Tracking trees: How one Amazon Indigenous community is using tech to fight illegal logging

Posted by Fran G — 11 September 2015 at 11:19am - Comments
All rights reserved. Credit: © Lunae Parracho / Greenpeace

For the Ka’apor people of Brazil, protecting the Amazon rainforest isn’t just about climate change or wildlife. It is about survival.

As one community leader explains, “It's in the forest that lies our life. Without the forest, we are not the Ka'apor. 'Ka'apor' means 'forest dwellers' and this is why we must defend it.” 

Lately, their land has needed a lot of defence. The Ka’apor live in a fragment of the Amazon rainforest -- the Alto Turiaçu Indigenous Land, in Maranhão state, Northeastern Brazil -- that is surrounded by deforestation. And that fragment has been shrinking as the global appetite for Amazon timber grows.

Loggers are sneaking into Alto Turiaçu illegally -- gouging roads into the forest floor and removing valuable tree species. In less than three decades, the Ka’apor have lost eight percent of their land to illegal logging. Meanwhile, logging criminals are profiting, using fraudulent paperwork to sell the illicit timber to markets in Europe and the US.

Despite decades of pleas to the authorities, the Brazilian government has done little to protect their land. So the Ka’apor have taken matters into their own hands.

“We are taking action because the forest is our home.”

 



 

 

 

 

Since 2013, Ka'apor leaders have stepped up where the Brazilian government has failed—coordinating their own surveillance activities to stop illegal logging in Alto Turiaçu.

Ka'a usakha', or forest guardians, patrol the land to look for signs of destruction. Some Ka'apor families have even moved from their villages to live in paths most used by loggers, putting themselves between the loggers and the rainforest. But while these bold actions have helped curb deforestation, they have come at great cost and risk to the Ka’apor.

According to the Indigenous Missionary Council (CIMI), four Ka'apor were killed and fifteen leaders were attacked in the last four years. Eusébio Ka'apor, one of the community’s most active leaders in the fight against deforestation, was shot dead returning from a visit with his son earlier in 2015. This crime still has not been properly investigated by local authorities.
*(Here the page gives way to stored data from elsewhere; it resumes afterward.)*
PR #354, opened 2018-02-21
Added support for constexpr for primitives in header files

alancast:
The problem here is that if you have a record of const ints, for example a record of error codes, you can not switch case them as the values are not set in the header. This PR adds constexpr support for const primitives in header files so that this is doable. It also fixes const enum values in Objective C, which appeared to never have been working.

It excludes optional primitives as they might not support constexpr (if using things like boost optional)

(It is based off PR https://github.com/dropbox/djinni/pull/282 which appears to have been abandoned)

* Got a basic version of constexpr in headers working

* got enum values to work as well

* can't do enums because interface headers forward declare so you can't set it there. So only primitives allowed

* fixing const enums in obj-c, which apparently never worked to begin with


xianwen:
Hi, Alan:

Thanks a lot!

alancast:
I _think_ I just signed it so we should be good to go now :-)

PR #365, opened 2018-05-11
Rename destroy() to __destroy()

sheldonneuberger:
This prevents compilation errors when someone creates a djinni interface with their own method named "destroy()".

### DIFF
--- a/src/source/JavaGenerator.scala
+++ b/src/source/JavaGenerator.scala
@@ -180,12 +180,12 @@ class JavaGenerator(spec: Spec) extends Generator(spec) {
             }
             w.wl
             w.wl("private native void nativeDestroy(long nativeRef);")
-            w.wl("public void __destroy()").braced {
+            w.wl("public void _djinni_destroy()").braced {
               w.wl("boolean destroyed = this.destroyed.getAndSet(true);")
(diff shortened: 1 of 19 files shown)


j4cbo:
Names with two leading underscores are reserved, so _destroy would be better (or, better yet, _djinni_destroy)

artwyman:
We have a use of a `djinni_private` prefix for a similar purpose here: https://github.com/dropbox/djinni/blob/master/support-lib/objc/DJIObjcWrapperCache%2BPrivate.h#L91

That being said, I don't have any serious objection to `_djinni_destroy`.  Only one underscore, and including the word `djinni` should make it plenty safe against conflicts, and consistency between the ObjC++ and JNI helpers isn't a big deal.

sheldonneuberger:
Tests pass. I changed it to _djinni_private_destroy so that it's more consistent with objc; doesn't hurt to have that. I prefer the underscore in front to make it more clear that it's special and private, but if someone objects we can also drop that leading underscore.

xianwen:
Hi, @sheldonneuberger:
Thanks a lot!

sheldonneuberger:
Signed.

sheldonneuberger:
@xianwen possible to merge this today?

PR #367, opened 2018-05-17
support-lib: don't let a noexcept function throw exceptions

libcg:
Fixes a compilation error following NDK update:

`../deps/djinni/support-lib/jni/djinni_support.cpp:456:9: error: 'jniDefaultSetPendingFromCurrent' has a non-throwing exception specification but can still
      throw [-Werror,-Wexceptions]
        throw;
        ^
../deps/djinni/support-lib/jni/djinni_support.cpp:453:6: note: function declared non-throwing here
void jniDefaultSetPendingFromCurrent(JNIEnv * env, const char * /*ctx*/) noexcept {
     ^                                                                   ~~~~~~~~`

### DIFF
--- a/support-lib/jni/djinni_support.cpp
+++ b/support-lib/jni/djinni_support.cpp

Ka’apor have had to put everything on the line to protect their land and heritage. But now their patrols are about to get a lot safer, and perhaps more effective as well.

Surveillance in the Amazon

Answering a call from the Ka’apor people, Greenpeace Brazil has teamed up with Ka’apor leadership to find safer ways protect their lands using remote surveillance technology. And this August, Ka’apor and Greenpeace activists met in Alto Turiaçu to make their plans a reality.
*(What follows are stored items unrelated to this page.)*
Issue #377, opened 2018-06-18
`noexcept` in `jniDefaultSetPendingFromCurrent`


jonmcclung:
I get the following error when trying to run `make example_android`. I have made the following changes to `Application.mk`:
`NDK_TOOLCHAIN_VERSION := clang`
`APP_PLATFORM := android-23`
`APP_STL := c++_shared`
I am using the r17b NDK toolchain, because [GCC is deprecated and will be removed next iteration](https://developer.android.com/ndk/downloads/revision_history).

```
[arm64-v8a] Compile++      : djinni_jni <= djinni_support.cpp
../../../support-lib/jni/djinni_support.cpp:591:9: error: 'jniDefaultSetPendingFromCurrent' has a non-throwing exception specification but can still throw [-Werror,-Wexceptions]
        throw;
        ^
../../../support-lib/jni/djinni_support.cpp:588:6: note: function declared non-throwing here
void jniDefaultSetPendingFromCurrent(JNIEnv * env, const char * /*ctx*/) noexcept {
     ^                                                                   ~~~~~~~~
1 error generated.
```

It seems that the `jniDefaultSetPendingFromCurrent` function in `djinni_support.cpp` is marked `noexcept`, yet it still throws:
 
```
void jniDefaultSetPendingFromCurrent(JNIEnv * env, const char * /*ctx*/) noexcept {
    assert(env);
    try {
        throw;
    } catch (const jni_exception & e) {
        e.set_as_pending(env);
        return;
    } catch (const std::exception & e) {
        env->ThrowNew(env->FindClass("java/lang/RuntimeException"), e.what());
    }

    // noexcept will call terminate() for anything not caught above (i.e.
    // exceptions which aren't std::exception subclasses).
}
```

artwyman:
See discussion on PR #367

PR #378, opened 2018-06-18
Provides Clang Compatibility

jonmcclung:
Without this, clang will treat it as an error that `jniDefaultSetPendingFromCurrent` could potentially throw an uncaught exception. Compare PR #367 and issue #377. With this change, I had no issues compiling and running the Android example with clang from NDK r17b. 

Note: For anyone else trying to build with clang, I also made the following modifications locally, but did not commit them:

- remove everywhere the compiler flag -Wo-literal-suffix is used
- in `example/android/app/jni/Application.mk`:
  - `NDK_TOOLCHAIN_VERSION := clang`
  - `APP_PLATFORM := android-23`
  - `APP_STL := c++_shared`

### DIFF
--- a/support-lib/jni/djinni_support.cpp
+++ b/support-lib/jni/djinni_support.cpp
@@ -601,8 +601,8 @@ void jniDefaultSetPendingFromCurrent(JNIEnv * env, const char * /*ctx*/) noexcep
 	jniDefaultSetPendingFromCurrentClangCompatibility(env);
 
     /* noexcept will call terminate() for anything not caught in 
-	   jniDefaultSetPendingFromCurrent (i.e. exceptions which aren't
-	   std::exception subclasses). */
+	   jniDefaultSetPendingFromCurrentClangCompatibility (i.e. 
+	   exceptions which aren't std::exception subclasses). */
 }
 
 template class ProxyCache<JavaProxyCacheTraits>;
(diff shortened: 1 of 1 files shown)


support-lib/jni/djinni_support.cpp
```diff
@@ -585,7 +585,7 @@ void jniSetPendingFromCurrent(JNIEnv * env, const char * ctx) noexcept {
     jniDefaultSetPendingFromCurrent(env, ctx);
 }
 
-void jniDefaultSetPendingFromCurrent(JNIEnv * env, const char * /*ctx*/) noexcept {
+void jniDefaultSetPendingFromCurrentClangCompatibility(JNIEnv * env) {
```
artwyman: Can you give this a name which describes what it is, rather than referring to the clang limitation?  Just `jniDefaultSetPendingFromCurrentImpl` would be fine, or else something decriptive like `jniThrowToSetPending`

That being said, a comment describing why the extra layer is here would be welcome too, though I'd suggest it refer to the general problem (not throwing in a function marked as noexcept) rather than the clang warning itself.

artwyman:
I can confirm the CLA has already been signed (thanks @jonmcclung) so this can merge after code-review is complete.

jonmcclung:
I think that should be what you asked for. Let me know what you think about the changes I've made.

artwyman:
LGTM.  Flagging @xianwen to include this the next time he tests and merges.

jonmcclung:
@artwyman Sorry, I'm not used to open source stuff. This is actually my first PR. It should be fine now.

Together, Greenpeace and the Ka’apor built more accurate maps of the landscape and installed motion and temperature sensor cameras to document the invasion of logging trucks inside Ka’apor territory. Greenpeace also provided the Ka’apor with electronic tracking devices to monitor logging trucks as they travel in and around the Alto Turiaçu Indigenous Land.
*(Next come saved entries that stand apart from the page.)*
PR #382, opened 2018-06-24
Add Android Parcelable records documentation

4brunu:
This PR adds Android Parcelable records documentation that was missing in https://github.com/dropbox/djinni/pull/308


4brunu:
@artwyman @xianwen Could you please take a look at this PR? Thanks

PR #2710, opened 2023-11-08
feat: Add total time to recipe cards

jaredcat:
## What type of PR is this?
- feature

Adds a convenient way to see how long recipes will take to make on the explore page.

Screenshot 2023-11-08 at 12 32 23 AM
Screenshot 2023-11-08 at 12 35 57 AM

Idea from: https://github.com/mealie-recipes/mealie/pull/2709
Seems like a good idea to have this in place first.

I've never used Vuejs before.

## Testing

Added recipes and changed the layout size and tested the toggle switch

### DIFF
--- a/frontend/components/Domain/Recipe/RecipeCard.vue
+++ b/frontend/components/Domain/Recipe/RecipeCard.vue
@@ -31,7 +31,9 @@
             {{ name }}
           </div>
         </v-card-title>
-
+        <v-card-text v-if="totalTime && displayTotalTimes" class="px-1 pt-1 pb-0">
+          <RecipeTimeCard :total-time="totalTime"/>
+        </v-card-text>
         <slot name="actions">
           <v-card-actions class="px-1">
             <RecipeFavoriteBadge v-if="isOwnGroup" class="absolute" :slug="slug" show-always />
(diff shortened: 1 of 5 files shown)


jaredcat:
Additional question: Do we want switches for `prep time` and `cook time`?

michael-genson:
LGTM, need to dive in and see if there are any edge cases but looks like you covered them.

In general I like that the cards show just basic info on them, so I don't know if we want to add the other times. When I'm looking at my list of recipes, I don't care so much about how much prep/cook time there is, but I might be looking for something that doesn't take too long, so the total time can be useful.

Curious to hear anyone else's input on adding other times.

hay-kot:
Couple Notes

The spacing is off on the card for the time, it should be evenly distributed between 

CleanShot 2023-11-20 at 11 49 48@2x

I don't think adding a toggle for this makes sense, either we should display it or we shouldn't. 

I don't think reusing UI component here makes a lot of sense, it takes up a lot of real-estate on an otherwise dense view. If we're going to add more things to the card, I think it should probably be refactored so that the star rating is just a single star and condense the `time`, `favorite` and `ratings` into one row

`<clock-icon> 1:30  <heart-icon (outlined or not)>  3 <star-icon>` something vaguely like this? That might require making the star icon non-clickable.  

I also think that we should just include one time, so total is probably fine.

This new capacity to monitor for illegal logging remotely makes protecting the forest safer for Ka’apor activists, and provides more information than they’ve ever had before to find and stop illegal operations.

 

 

 

And because these tools capture hard data about the illegal activity of loggers in the region, they can expose how pervasive the problem is -- putting pressure on the Brazilian government to act.

While this new system puts the Ka’apor at an advantage over the loggers, the best long term solution to stopping deforestation in the Amazon must come from the Brazilian government itself. Authorities must close the loopholes that make it possible to launder illegal timber and ensure full and effective protection for all indigenous lands in the country.

Greenpeace is also demanding that buyers of Amazon wood look beyond official documents to ensure that Amazon timber smuggled from indigenous lands is excluded from their supply chains.

Only once the government steps up enforcement and the marketplace for illegal Amazon timber closes will the Amazon truly be safe from illegal logging. Until then, the Ka’apor will be watching.